So it is nominally up to Fayyad whether things will move forward or not. President Barack Obama just said that he will come down hard on Israel or the PA if they sabotage talks. Obviously, it is only the PA that is now doing so. Equally obviously, Obama isn't going to criticize or press the PA too hard. So what's going to happen next?
There should be a clear understanding that Fayyad—who was recently named as one of Time Magazine’s most powerful leaders in the world—has no real power. He has no political base, is not a member of the dominant Fatah organization, and has no personal loyalty from the security services.
He’s only in office for one reason: the Western financial donors demand it and the money on which the PA depends wouldn’t come in otherwise. That’s why the Fatah bosses keep him on and for no other reason. Even having the post of prime minister at all was something the donors forced on the PA.
Nice guy? Yes. Relatively moderate? Yes. Powerful? No.
What is Fayyad’s program: that he is just going to announce that Palestine is an independent country in about one year. And what does this mean? A total violation of every agreement made by the PA and its PLO parent in the last 17 years. Instead of independence being the product of a comprehensive peace agreement with Israel, which requires compromises, he wants simply to declare it and then have the world impose that decision on Israel. Fayyad’s euphemism for this was “a healthy unilateralism.”
In general, the Western media never point out this point.
Fayyad's plan isn’t going to happen but it is an understandably attractive strategy for him and the PA. The strategy is to make no concessions; make no commitments; just do it. If Palestine were to become an independent state then it could, for example, allow cross-border attacks on Israel and then demand Arab military and UN diplomatic support if Israel retaliated.

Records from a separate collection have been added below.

Issue #558, opened 2020-03-08
Search in directory


dgaw:
Perhaps I'm missing something but it seems there's no command in Howl to search the contents of a specific directory.

There is `project-file-search` and `project-file-search-list`, which are very useful but often I find myself wanting to narrow down the results to a specific directory within a project.

E.g. Searching for "command" with `project-file-search-list` in the howl project generates a lot of results, including specs and docs. I'm looking for core code so I'd like to narrow down my search to only the "lib" folder. At the moment I use `buffer-grep` within the results buffer but it feels odd and doesn't allow me to switch between the narrowed-down results and an edit buffer.

Is there a way to do this with stock Howl or would it require some custom code?

shalabhc:
Yeah I don't think there's a command to search a specific directory. I usually run `exec` (`ctrl_shift_r`), cd to the directory and then run `ag`. The result buffer lines are linked to the search result - you can press enter with your cursor on a line and it jumps to the buffer.

Still, it seems like having a folder-search command would be useful. Possibly it could reuse parts of the `project-file-search-list` command.

dgaw:
Thanks for the suggestion @shalabhc ! 

`exec`ing ag is already better than what I've been doing. I think I'll put together a `folder-search` command though. 

I wonder if I should make it a separately distributed bundle or perhaps put in `app_commands.moon` and PR it? I feel like it would be useful to a lot of Howl users and should be part of the editor.

What do you think?

shalabhc:
I think this should be a built-in command, similar to the project search commands. Please reuse the underlying code for those commands. I'm happy to review a PR.

dgaw:
Thanks for the offer to review @shalabhc! I've just added a [PR](https://github.com/howl-editor/howl/pull/559) for this.

dgaw:
Done in #559

PR #559, opened 2020-03-22
Folder search

dgaw:
An attempt to provide the functionality discussed in #558.

### DIFF
--- a/lib/howl/commands/app_commands.moon
+++ b/lib/howl/commands/app_commands.moon
@@ -647,10 +647,7 @@ do_search = (directory, search, whole_word) ->
     return matches
 
   matches = file_search.sort matches, directory, search, app.editor.current_context
-
-  project = Project.for_file directory
-  conf = if project then project.config else config.for_file(directory)
-  display_as = conf.file_search_hit_display
+  display_as = config.for_file(directory).file_search_hit_display
 
   status = "Loaded 0 out of #{#matches} locations.."
   cancel = false
@@ -670,34 +667,29 @@ do_search = (directory, search, whole_word) ->
 
   locations, searcher
 
-ask_for_search_directory = (search_term) ->
+ask_for_search_directory = (search_query) ->
   buffer = app.editor.buffer
   file = buffer.file or buffer.directory
   project = Project.for_file(file) if file
+
+  opts =
+    title: if search_query
+      "(Please specify a directory to search for '#{search_query}'): "
+    else
+      "(Please specify a directory to search): "
+    prompt: "Directory: "
 
   start_dir = if project
     project.root
   else
     get_buffer_dir(buffer)
 
-  if not start_dir
-    start_dir = howl.io.File(howl.sys.env.HOME)
+  if start_dir
+    opts.path = start_dir.path
 
-  title = if search_term
-    "(Please specify a directory to search for '#{search_term}'): "
-  else
-    "(Please specify a directory to search): "
+  interact.select_directory opts
 
-  directory = interact.select_directory
-    title: title
-    prompt: "Directory: "
-    path: start_dir.path
-
-  directory
-
--- Common input handler for search commands displaying results
--- in a pop-up panel. E.g. project-file-search and folder-search
-search_input = (opts, get_directory) ->
+get_search_query = (opts) ->
   editor = app.editor
 
   search = nil
@@ -708,7 +700,7 @@ search_input = (opts, get_directory) ->
 
   unless search or app.window.command_panel.is_active
     if editor.selection.empty
-      search = app.editor.current_context.word.text
+      search = editor.current_context.word.text
       whole_word = true unless search.is_empty
     else
       search = editor.selection.text
@@ -716,11 +708,18 @@ search_input = (opts, get_directory) ->
   if not search or search.is_empty
     search = interact.read_text prompt: opts.prompt
 
+  search, whole_word
+
+-- Common input handler for search commands displaying results
+-- in a pop-up panel. E.g. project-file-search and folder-search
+search_input = (opts) ->
+  search, whole_word = get_search_query opts
+
   if not search or search.is_empty
     log.warn "No search query specified"
     return
 
-  directory = get_directory search
+  directory = opts.directory or ask_for_search_directory search
   if not directory
     log.warn "No directory selected"
     return
@@ -734,30 +733,14 @@ search_input = (opts, get_directory) ->
 
 -- Common input handler for search commands displaying results
 -- in a buffer. E.g. project-file-search-list and folder-search-list
-search_input_list = (opts, get_directory) ->
-  editor = app.editor
-
-  search = nil
-  whole_word = false
-
-  if opts.text and not opts.text.is_empty
-    search = opts.text
-
-  unless app.window.command_panel.is_active
-    if editor.selection.empty
-      search = app.editor.current_context.word.text
-      whole_word = true unless search.is_empty
-    else
-      search = editor.selection.text
-
-  if not search or search.is_empty
-    search = interact.read_text prompt: opts.prompt
+search_input_list = (opts) ->
+  search, whole_word = get_search_query opts
 
   if not search or search.is_empty
     log.warn "No search query specified"
     return
 
-  directory = get_directory search
+  directory = opts.directory or ask_for_search_directory search
   if not directory
     log.warn "No directory selected"
     return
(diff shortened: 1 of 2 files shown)


lib/howl/commands/app_commands.moon
```diff
@@ -639,16 +639,19 @@ file_search_hit_to_location = (match, search, display_as) ->
...
   unless #matches > 0
     log.error "No matches found for '#{search}'"
     return matches
 
-  matches = file_search.sort matches, project.root, search, app.editor.current_context
-  display_as = project.config.file_search_hit_display
+  matches = file_search.sort matches, directory, search, app.editor.current_context
+
+  project = Project.for_file directory
+  conf = if project then project.config else config.for_file(directory)
```
shalabhc: You don't need to determine the project config. The `config.for_file(directory)` is sufficient and will fallback to the project, or global config automatically.

lib/howl/commands/app_commands.moon
```diff
@@ -665,39 +668,112 @@ do_search = (search, whole_word) ->
...
-  name: 'project-file-search',
-  description: 'Searches files in the the current project'
-  input: (opts) ->
-    editor = app.editor
-    search = nil
-    whole_word = false
+ask_for_search_directory = (search_term) ->
+  start_dir = get_buffer_dir(app.editor.buffer)
+  if not start_dir
+    start_dir = howl.io.File(howl.sys.env.HOME)
```
shalabhc: Not required. If `select_directory` is not given a `path:`, it will fall back to the home directory anyway.

lib/howl/commands/app_commands.moon
```diff
@@ -665,39 +668,112 @@ do_search = (search, whole_word) ->
...
+  directory = interact.select_directory
+    title: title
+    prompt: "Directory: "
+    path: start_dir.path
+
+  directory
+
+-- Common input handler for search commands displaying results
+-- in a pop-up panel. E.g. project-file-search and folder-search
+search_input = (opts, get_directory) ->
```
shalabhc: Instead of passing a function `get_directory`, can we just pass `opts.directory`? If nil, this can invoke `ask_for_search_directory` but if present, it just gets used? Then the caller from the project commands can just pass the directory instead of a function.

lib/howl/commands/app_commands.moon
```diff
@@ -665,39 +668,112 @@ do_search = (search, whole_word) ->
...
-      search = interact.read_text prompt: opts.prompt
+  unless search or app.window.command_panel.is_active
+    if editor.selection.empty
+      search = app.editor.current_context.word.text
+      whole_word = true unless search.is_empty
+    else
+      search = editor.selection.text
+
+  if not search or search.is_empty
+    search = interact.read_text prompt: opts.prompt
```
shalabhc: Some of this code is duplicated between this and the `search_input_list` function. Can we merge or refactor these?

dgaw:
Thanks for reviewing @shalabhc! I've implemented all your requested changes in  
391112c.

dgaw:
ask_for_search_directory does always ask for directory. The project is only used to determine the start directory for the interaction. That's because I want the folder-search commands to open their directory selector at the root of the project (if present).

lib/howl/commands/app_commands.moon
```diff
@@ -665,39 +665,107 @@ do_search = (search, whole_word) ->
...
+  if not directory
+    log.warn "No directory selected"
+    return
+
+  locations, searcher = do_search directory, search, whole_word
+
+  if #locations > 0
+    interact.select_location
+      title: "#{#locations} matches for '#{search}' in #{directory.short_path} (using #{searcher.name} searcher)"
+      items: locations
```
shalabhc: Not sure how the original code behaves, but would be nice to have an `else` case here that just shows "No matches" or something like that.

lib/howl/commands/app_commands.moon
```diff
@@ -665,39 +665,107 @@ do_search = (search, whole_word) ->
...
+  locations, searcher
 
-command.register
-  name: 'project-file-search',
-  description: 'Searches files in the the current project'
-  input: (opts) ->
-    editor = app.editor
-    search = nil
-    whole_word = false
+ask_for_search_directory = (search_query) ->
```
shalabhc: Can we rename to `get_search_directory` just for consistency with `get_search_query`?

lib/howl/commands/app_commands.moon
```diff
@@ -665,39 +665,107 @@ do_search = (search, whole_word) ->
...
+  file = buffer.file or buffer.directory
+  project = Project.for_file(file) if file
 
-    if opts.text and not opts.text.is_empty
-      search = opts.text
+  opts =
+    title: if search_query
+      "(Please specify a directory to search for '#{search_query}'): "
+    else
+      "(Please specify a directory to search): "
```
shalabhc: Looks like we ensure `search_query` exists and is non-empty before calling this function - so this `else` is unnecessary?

lib/howl/commands/app_commands.moon
```diff
@@ -665,39 +665,107 @@ do_search = (search, whole_word) ->
...
+    prompt: "Directory: "
 
-    unless search or app.window.command_panel.is_active
-      if editor.selection.empty
-        search = app.editor.current_context.word.text
-        whole_word = true unless search.is_empty
-      else
-        search = editor.selection.text
+  start_dir = if project
+    project.root
```
shalabhc: Follow up on top level [comment](https://github.com/howl-editor/howl/pull/559#issuecomment-603656120):

I think we should always use get_buffer_dir() as the start_dir for any search. Project dir searches already have their own commands. Yes, they wont let you pick the directory, but when picking a dir for folder-search, I'd prefer to start with the current dir and go up the tree if necessary, which is easy by just pressing `backspace`. WDYT?

lib/howl/commands/app_commands.moon
dgaw: I haven't changed anything here compared to the original version. do_search takes care of the "No matches found" message.

lib/howl/commands/app_commands.moon
dgaw: Done

lib/howl/commands/app_commands.moon
dgaw: Done

lib/howl/commands/app_commands.moon
dgaw: This is the behaviour that I'd started with but soon noticed that most of the time I navigated back to the project root anyway. I usually search 2-3 folders in the project root.

I've added a configuration variable to control this: folder_search_start_dir, which defaults to the directory of the current buffer.

shalabhc:
Thanks, I'm going to play around a bit with this before merging.

dgaw:
Sure. Thanks!

dgaw:
@shalabhc I've been using the `folder-search` command for a while and realised that the UI may be a bit confusing for new users.

When you run the command you are greeted by the following prompt:
`:folder-search`

It's not clear whether the prompt asks for a search string or the name of the folder to search.

I see two possible solutions:
1. Easy - change the title of the prompt to read "Search string:" or something to that effect. 
2. Display the folder selector before asking for a search string.

In my opinion solution 1 is trivial and should be done to begin with. 
Solution 2 would be nice to have, since selecting a folder first feels more natural to me.

What do you think?

shalabhc:
I think solution 2 is better. The default folder is hopefully the desireable one most often, so just pressing 'enter' again is easy in most cases. If we do 1 now and later switch to 2, it could confuse people who have built muscle memory.

shalabhc:
I also think there should always be a title visible. E.g. it should say 'Folder search in:' initially when you're selecting the folder and later say 'Folder search in: /selected/folder'. Almost all commands I can think of provide a title bar. What do you think?

dgaw:
I agree. I'll implement solution 2 including your title suggestion and update this PR.

dgaw:
@shalabhc I've implemented solution 2. I used slightly different wording for the title and prompt. 

Can you please have a look?

shalabhc:
OK this works great. Thank you for your patience!

One last thing - do you really need `folder_search_start_dir`? If folks wanted to search at the project level, they could just use the  project-search commands?

dgaw:
No problem! I've had plenty of time to test this feature myself. :)

Re `folder_search_start_dir`. I thought I'd need it but it turned out I can live without it. I'll remove it.

dgaw:
OK, I've removed `folder_search_start_dir`. I hope it's ok to merge now.

shalabhc:
Merged. Thanks @dgaw!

Not to mention the fact that Fayyad and the PA has no control in the Gaza Strip. Fayyad insists that once a state is achieved this problem will magically disappear. He can't or won't even acknowledge that Hamas was the aggressor in seizing the Gaza Strip because he and his colleagues want to make a deal with Hamas. That will never happen either.

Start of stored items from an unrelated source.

PR #564, opened 2020-04-28
doc: fix one typo and one incorrectly docummented default binding

Wolf480pl:
Just a couple mistakes I noticed while reading the docs.


nilnor:
Thanks!

PR #571, opened 2020-06-06
Allow for using Lua files in bundles

ghost:


TmpFinger3:
For context, here is the bundle that made me propose these changes - https://repo.or.cz/howl-parkour.git

I had a whole bunch of already written Lua code, and wrote an `init.moon` to make a Howl bundle out of it.  
In order to `require` the Lua files, I had to resort to changing `package.path` from withing the bundle, and to hardcoding the name of the plugin directory.

Issue #371, opened 2017-07-20
Weird scrollbar behaviour


mrshankly:
When using the scroll wheel on my mouse the text scrolls as expected, but the scrollbar doesn't move. If instead I use the arrow keys to navigate everything works as expected.

Clicking and dragging on the scrollbar doesn't work well either, the text moves but the scrollbar doesn't.

I've made a recording of the behaviour: [http://i.imgur.com/jzZmASA.gifv](http://i.imgur.com/jzZmASA.gifv)

Using `git bisect` the first bad commit is 9e9a1209a373aa2794c45bc3fc5421d78500abd3.

### System
I tested on two machines with the same results:
* Linux 4.11.11 on machine 1 and Linux 4.11.9 on machine 2
* GTK+ 3.22.16 on both machines
* The code was compiled with GCC 6.3.0 on machine 1 and GCC 7.1.1 on machine 2

If you need more information or want me to test something else, please do say so. Thanks!

kirbyfan64:
I can actually reproduce this under Kubuntu 17.04, though it seems to have worked on previous versions.

kirbyfan64:
Also, it seems to break under Windows, too.

nilnor:
Thanks a lot for the bisect! In general, Gtk scrollbars are generally a hassle right now, with some issues that are outside of our control (e.g. see [this issue](https://bugzilla.gnome.org/show_bug.cgi?id=765410)). The change pointed at by the bisect was to work around some other scrollbar issue, but perhaps there's some other kind of work-around that can be done. I'm in vacation mode and won't be able to look at it before a few weeks though.

nilnor:
I've revisited the Gtk scrollbar issue and have now added a workaround for the issue. I'll let it simmer in master for a while before closing this issue though to see that it doesn't cause any other problems.

PR #583, opened 2020-09-11
Reinstate the scrollbar sync workaround

### LINKED ISSUE #567: Scrollbar freezes after opening a popup panel
The position of the scrollbar stops being updated after opening a popup panel (e.g. `alt+x` or `ctrl+f`).

The text itself scrolls correctly but the scrollbar is frozen. After closing the popup panel the scrollbar remains broken until I click on the editor area.

[This screen capture](https://vimeo.com/424580649) demonstrates the issue.

dgaw:
@nilnor This PR brings back your scrollbar sync workaround.

It fixes #567 and generally seems to make the scrollbars behave more predictably.

It was originally introduced in e83e98ee5e9e90286636bb753c85ddd887ba268c
as a fix for issue #371.

Then it was removed in f7c84b6d3220bb13f136154a68d67e70415a2348

### DIFF
--- a/lib/aullar/view.moon
+++ b/lib/aullar/view.moon
@@ -4,6 +4,7 @@
 ffi = require 'ffi'
 bit = require 'bit'
 ffi_cast = ffi.cast
+callbacks = require 'ljglibs.callbacks'
 
 Gdk = require 'ljglibs.gdk'
 Gtk = require 'ljglibs.gtk'
@@ -21,6 +22,8 @@ config = require 'aullar.config'
 {:define_class} = require 'aullar.util'
 {:parse_key_event} = require 'ljglibs.util'
 {:max, :min, :floor} = math
+cast_arg = callbacks.cast_arg
+C = ffi.C
 append = table.insert
 
 jit.off true, true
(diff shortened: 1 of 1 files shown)


nilnor:
Thanks for digging this out, and sorry for the long silence.

This workaround was specific to Gtk+ 3 — it deferred `_sync_scrollbars` out of the `size_allocate` handler via a low-priority idle to work around https://bugzilla.gnome.org/show_bug.cgi?id=765410. Master has since been ported to Gtk 4, and that whole code path in `lib/aullar/view.moon` was rewritten: the widget hierarchy, the size-allocate handling and the widget lifecycle (`View#release` replaced `destroy`) all changed, and the Gtk 3 bug being worked around no longer applies. The patch no longer applies and reinstating it as-is would be re-adding a workaround for a bug that isn't there.

Closing for that reason. #567 is a separate matter — the Gtk-4 port fixed a number of rendering/scrolling issues but also introduced new ones, so if you still see misbehaving scrollbars on current master, please do report it there (or in a new issue) against the Gtk-4 code and we'll look at it fresh.

PR #610, opened 2023-03-29
Little update on README.md

DriNeo:
I was stucked on the compilation because my recently installed Archlinux didn't include pkg-config.


nilnor:
thanks!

Incidentally, I was in the room the last time the Palestinians, in the form of the Palestine National Council, declared independence. It was at their Algiers meeting in 1988 and the goal then was also to get a state without having to negotiate a deal with Israel. It didn’t work that time either.
So what is most important here is that Fayyad cannot actually do very much. For example, he can say, “The absence of security has been our undoing” and he wants to end the "security pluralism” that produced a “state of chaos and militias.”
And what is he going to do about it? Merge the multiple security forces into one or two well-defined agencies? Replace the current leaders? None of this is going to happen because the generals and Fatah bosses won’t let it happen. A year from now the same problem will continue to exist.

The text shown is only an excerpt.